Available data —
------

PR #2970, opened 2022-07-21
templatize redhat install topics for MTK

dwicinas:
New approach for:

Redhat 8/ OL 8
Redhat 7 / OL 7
Rocky Linux 8 / Almalinux 8
Centos 7
Redhat 8 (ppc)


dwicinas:
@drothery-edb @nidhibhammar This PR is ready for your review. 

Let me try to explain what I did. 

In my last PR, I restructured templates and successfully generated the Red Hat family topics for EFM. When I tried to extend that approach to MTK, I realized I needed more flexibility. Almost every topic has the same kind of commands (or a subset of those commands), but often the values used in the commands vary between products. 

After much experimenting, I decided to reintroduce the use of a macro. Previously we had a macro in platformBase/_shared.njk. It was called something like "centosRepositoryConfigure". I had stopped using that macro in my last PR, but now I've decided to reintroduce it. I renamed the macro "redhatFamilyRepositoryConfiguration". 

This macro provides text for the first three commands that all products use (I think). I think of those commands as "set up the EDB repository," "enter credentials", and "install the EPEL repository". In those commands there are two variables you must define, packageManager and epelRepo. That's why the macro is useful.

In this PR, for all the Red Hat related templates, I had to add instructions to import the macro. For some of OS templates, I also set the values of packageManager  and epelRepo. For other OSs, I set the value of packageManager  and epelRepo at the product level rather than at the OS level. 

This approach gave me the flexibility I needed for the first two products, EFM and MTK. Hopefully these changes don't conflict with Nidhi's work on EPAS. I don't think they do, but we would need to merge and then run a build to be certain.

**One problem with this approach** is that install-docs:build does not work for all products! It encounters errors for some products. Resolving those errors might take substantial troubleshooting. For the purposes of this PR, I used config.yaml and commented out every product except EFM and MTK. Then, after generating the appropriate files, I discarded the changes to config.yaml. This technique may need to be part of our regular work flow until we have the kinks worked out of this process. 

Hopefully these lengthy notes are understandable! Sorry I won't be around for a week to take follow-up questions. That's why I tried to put all my thinking in writing.

drothery-edb:
Used macro approach in https://github.com/EnterpriseDB/docs/pull/2998 instead

PR #2985, opened 2022-07-28
Postgres for Kubernetes 1.16

josh-heyer:
## What Changed?

This brings the latest docs for EDB Postgres for Kubernetes - the FULL set of docs - into EDB Docs. 

I've done my best to preserve edits that were made previously to the subset of files already brought to EDB Docs, but I may have missed some - would appreciate a 2nd set of eyes to spot  omissions.

In the interest of automating most of this for the next release, I've created a PR with the same reconciliation edits here: https://github.com/EnterpriseDB/cloud-native-postgres/pull/97

The automated PR that this was based on can be found here: https://github.com/EnterpriseDB/docs/pull/2880

## Checklist

**Content**

- [x] This PR is for a release, please add this tag: product/postgresforkubernetes/1.16


josh-heyer:
Added special support for merging the upstream and in-repo index file to allow us fine-grained control over navigation and other EDB Docs options. Here's how it works:

- Upon import, the frontmatter yaml from the existing index.mdx file will be kept as-is. The rest of the content will come from the upstream index.md file, *provided* the `originalFilePath` entry in the frontmatter remains intact (in general, any files with this key in their frontmatter will be replaced when pulling from the upstream repo).
- Any entries in the frontmatter `navigation` list beginning with `!` will cause matching upstream files to be ignored. This can be used to prevent importing content we don't want here (ex: prevent the inclusion of release_notes and commercial_support) 

See [index.mdx](https://github.com/EnterpriseDB/docs/blob/docs/josh/cloud-native-postgres-1.16-sync/product_docs/docs/postgres_for_kubernetes/1/index.mdx) for examples

drothery-edb:
@josh-heyer I wiped out some of your changes resolving a merge conflict with index.mdx. I think we need to exclude the n2n and supported releases topics in addition to the release notes topics.

josh-heyer:
What's the reason for removing e2e @drothery-edb ?

drothery-edb:
> What's the reason for removing e2e @drothery-edb ?

Kelly didn't think we needed it. Will it cause an issue since it is still listed in the nav option in the front matter? (see line 48 of the index file.)

josh-heyer:
> Kelly didn't think we needed it. Will it cause an issue since it is still listed in the nav option in the front matter? (see line 48 of the index file.)

Won't cause problems if the file doesn't exist. We can remove it from the nav though if we're sure we don't want it.

PR #2991, opened 2022-07-31
Kubernetes: reworked diff content

drothery-edb:
## What Changed?

Incorporated content from the previous Differences topic into the landing page


drothery-edb:
Starting over

PR #4640, opened 2023-08-17
Explicitly call out psql -U for OpenShift

maxim-edb:
Update docs so it is clear users need to call the `kubectl cnp psql` command explicitly with a user on OpenShift due to the fact that OpenShift randomly assigns UID to users in containers.

## What Changed?

Added a Note to clarify the above under the block of text about the `kubectl cnp psql` command.


josh-heyer:
Thanks @maxim-edb !

PR #4648, opened 2023-08-17
Edits to install generated topics

ebgitelman:
to use as basis for updating templates


drothery-edb:
edits implemented in #4770

PR #4659, opened 2023-08-21
OCL Connector: 15.2.0.4 release

drothery-edb:


nidhibhammar (dismissed):

drothery-edb:
@moazzumali @ericmack I added a table to show EPAS compatibility but I was guessing a bit and not sure it works. If it doesn't work I think we can just mention the EPAS 15.4 requirement in the release notes. Let me know.

drothery-edb:
Eric approved via Slack.

PR #4669, opened 2023-08-22
test 2x self-hosted runner

josh-heyer:
## What Changed?

Tweaked draft deploy to build PDFs and run against EDB self-hosted 2x large runner


josh-heyer:
Test succeeded. See #4672

PR #4670, opened 2023-08-22
Fix notes for bdr.run_on_nodes and bdr.run_on_group

PJMODOS:
The text was copy pasted from `bdr.run_on_all_nodes` and the wording and warnings need to be somewhat different for these two functions


djw-m (commented):
Just a small suggestion, but generally fine.

josh-heyer (approved):

PR #4682, opened 2023-08-24
Speed up Netlify deploys

josh-heyer:
Key to accomplishing this is reducing the number of files changed from build-to-build to as close as possible to those corresponding to the set of pages actually *changed*. To this end, 

- Eliminates most client-side redirects by actually rewriting current version links to /latest/ instead of depending on a redirect to handle this (a server-side redirect is still created so that versioned URLs will work in production, but there shouldn't be any links *within* docs that use a versioned path to a latest-version page). The goal here is to eliminate the client-side redirects table, which is carried along with every page's data and will tend to change every time a file is added / removed / renamed - thus adding a single file could result in *every* page being re-deployed.
- Stop using the last commit SHA in static links for reporting errors or viewing page history. It was *nice to have this*, but it also meant that every page would change on every commit... So every page had to be redeployed on every commit. To retain the benefits, I've moved to rerendering these links client-side to reintroduce the hash. If JavaScript is disabled, the static version, containing the branch name, will be used - which is good enough in most cases. 
- Strip the webpackCompilationHash value from both generated HTML files and app-data.json. This is another thing that would cause tiny, localized changes to trigger redeployment of every single page. The intent here is to allow pages to recover gracefully when a new deployment lands after they've been loaded... That's cool and all, but I kinda feel like the number of folks likely to be affected by that is somewhere between few and none. It'd be nice if there was a way to make this just... Not change so readily... But right now, it's the difference between small content changes having deploy times measured in tens of minutes vs tens of seconds. Easily the biggest hack in this set of changes though; if we do see ugly errors, will have to revisit.

View the deploy history for this PR to see results.

### DIFF
--- a/gatsby-node.js
+++ b/gatsby-node.js
@@ -3,7 +3,6 @@ const realFs = require("fs");
 const path = require("path");
 const gracefulFs = require("graceful-fs");
 gracefulFs.gracefulify(realFs);
-
 const { createFilePath } = require(`gatsby-source-filesystem`);
 const { exec, execSync } = require("child_process");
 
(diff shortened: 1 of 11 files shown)


djw-m (approved):
LGTM - The code looks a lot less gnarly too

PR #4697, opened 2023-08-25
Homepage: What's new - epas reorg

drothery-edb:


src/pages/index.js
```diff
@@ -99,18 +99,18 @@ const Page = () => (
                     className="homepage-headling-link"
                     to="/pgd/latest/reference/"
```
josh-heyer, line 100: This link and the one below need to point to EPAS 😉

josh-heyer (changes requested):

PR #4722, opened 2023-08-29
BigAnimal: pooler language updates

drothery-edb:
## What Changed?

moving away from "self-hosted" terminology for poolers deployed and managed separate from BigAnimal


francoughlin (approved):
Looks good!

PR #4726, opened 2023-08-30
Move online help redirects to PEM 9

josh-heyer:
## What Changed?

Online help section was eliminated from the PEM 9 published docs - redirects should go there.


nidhibhammar:
@josh-heyer, I have moved the redirects to actual topic files. If you disagree, you can revert the last commit.

nidhibhammar (approved):

PR #4752, opened 2023-09-04
Essential fix and relocate of information

djw-m:
## What Changed?

Moved items to to limitations, added entry for Group Commit (temporary as future new Durability limitations will include this).

### DIFF
--- a/product_docs/docs/pgd/5/limitations.mdx
+++ b/product_docs/docs/pgd/5/limitations.mdx
@@ -108,7 +108,7 @@ Be sure to disable transaction streaming when planning to use
 CAMO. You can configure this option globally or in the PGD node group. See
 [Transaction streaming configuration](../transaction-streaming#configuration).
 
--   Not all DDL can run when CAMO is used. The only supported DDL operations are:
+-   Not all DDL can run when CAMO is used. If unsupported DDL is used a warning will be logged and the transactions commit scope will be set to local only. The only supported DDL operations are:
     - non-concurrent CREATE INDEX
     - non-concurrent DROP INDEX
     - non-concurrent REINDEX of an individual table or index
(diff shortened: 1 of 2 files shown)


product_docs/docs/pgd/5/limitations.mdx
```diff
@@ -108,6 +108,27 @@ Be sure to disable transaction streaming when planning to use
 CAMO. You can configure this option globally or in the PGD node group. See
 [Transaction streaming configuration](../transaction-streaming#configuration).
 
+-   Not all DDL can run when CAMO is used. The only supported DDL operations are:
```
mwanner, line 111: Oh, I think we could be more specific here: CAMO and commit scopes gets automatically disabled for DDL that it does not support. You'll get for example:

```
WARNING:  0A000: commit scopes automatically disabled for ALTER TABLE
DETAIL:  This transaction's commit scope will be local only.
```

And yes, this is stupid. But no, we did not invent it. It was added upon specific (important) customer's request. :-) 

Same applies for Eager.

mwanner (changes requested):

product_docs/docs/pgd/5/limitations.mdx
djw-m, line 111:
```suggestion
-   Not all DDL can run when CAMO is used. If unsupported DDL is used a warning will be logged and the transactions commit scope will be set to local only. The only supported DDL operations are:
```

djw-m:
This branch is blocked (post mortem to come) - New PR incoming.

product_docs/docs/pgd/5/limitations.mdx
djw-m: Done with a small Eager section reffing the GC entry to avoid repeating the same info three times.

Issue #4783, opened 2023-09-07
Feedback on efm 4 - "Using Failover Manager"


tureba:
### Summary

The instructions suggest creating service files inside `/usr/lib/systemd/system`. But that is not where units created by the system administrator should be placed. Instead, they should be placed in `/etc/systemd/system`.

The instructions should be clear when saying the reader should copy the reference file from its source location `/usr/lib/systemd/system` into `/etc/systemd/system` with a new name, then edit it as necessary.

### Where did you see the problem?

https://www.enterprisedb.com/docs/efm/latest/05_using_efm/#rhelcentos-7x-or-rhelrocky-linuxalmalinux-8x

tureba:
I wasn't planning on proposing the changes, but I ended up writing https://github.com/EnterpriseDB/docs/pull/4788 for this.

drothery-edb:
Fixes https://github.com/EnterpriseDB/docs/issues/4783

drothery-edb:
Thank you for addressing this, @tureba! Your changes will be in today's build.

PR #4788, opened 2023-09-07
Update 05_using_efm.mdx

tureba:
This changes the instructions on how to customize systemd service files. The instructions were directing the reader to edit files in /usr/lib/systemd/system, which is not the adequate location. Whenever a system administrator edits service files, they should always do so in /etc/systemd/system, either with systemctl edit or editing the files directly, but never editing anything in /lib or /usr.

It also shows what the reader should expect to see in each file completely (i.e, exactly three lines), which helps them review their steps before proceeding further with the documentation. Previously, the instructions mentioned lines separately in an unnumbered set of instructions, which is more difficult to follow.

### DIFF
--- a/product_docs/docs/efm/4/05_using_efm.mdx
+++ b/product_docs/docs/efm/4/05_using_efm.mdx
@@ -265,27 +265,37 @@ After creating the `acctg.properties` and `sales.properties` files, create a ser
 
 ### RHEL/CentOS 7.x or RHEL/Rocky Linux/AlmaLinux 8.x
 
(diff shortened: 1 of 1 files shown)


EFM-Bobby (dismissed):
This looks good to me. I guess we need to update https://github.com/EnterpriseDB/efm/blob/master/src/main/resources/efm_unit_file as well.

EFM-Bobby:
Filed https://enterprisedb.atlassian.net/browse/EFM-1642 to get the instructions in the unit file we package changed. I can do it as part of the 4.8 release.

drothery-edb (approved):

drothery-edb:
Fixes https://github.com/EnterpriseDB/docs/issues/4783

------

Action item —
From the records above, retype only the lines starting at the line that contains "- Any entries" and ending at the line that contains "Won't cause problems", both included.

Output for this exercise —
- Any entries in the frontmatter `navigation` list beginning with `!` will cause matching upstream files to be ignored. This can be used to prevent importing content we don't want here (ex: prevent the inclusion of release_notes and commercial_support) 

See [index.mdx](https://github.com/EnterpriseDB/docs/blob/docs/josh/cloud-native-postgres-1.16-sync/product_docs/docs/postgres_for_kubernetes/1/index.mdx) for examples

drothery-edb:
@josh-heyer I wiped out some of your changes resolving a merge conflict with index.mdx. I think we need to exclude the n2n and supported releases topics in addition to the release notes topics.

josh-heyer:
What's the reason for removing e2e @drothery-edb ?

drothery-edb:
> What's the reason for removing e2e @drothery-edb ?

Kelly didn't think we needed it. Will it cause an issue since it is still listed in the nav option in the front matter? (see line 48 of the index file.)

josh-heyer:
> Kelly didn't think we needed it. Will it cause an issue since it is still listed in the nav option in the front matter? (see line 48 of the index file.)

Won't cause problems if the file doesn't exist. We can remove it from the nav though if we're sure we don't want it.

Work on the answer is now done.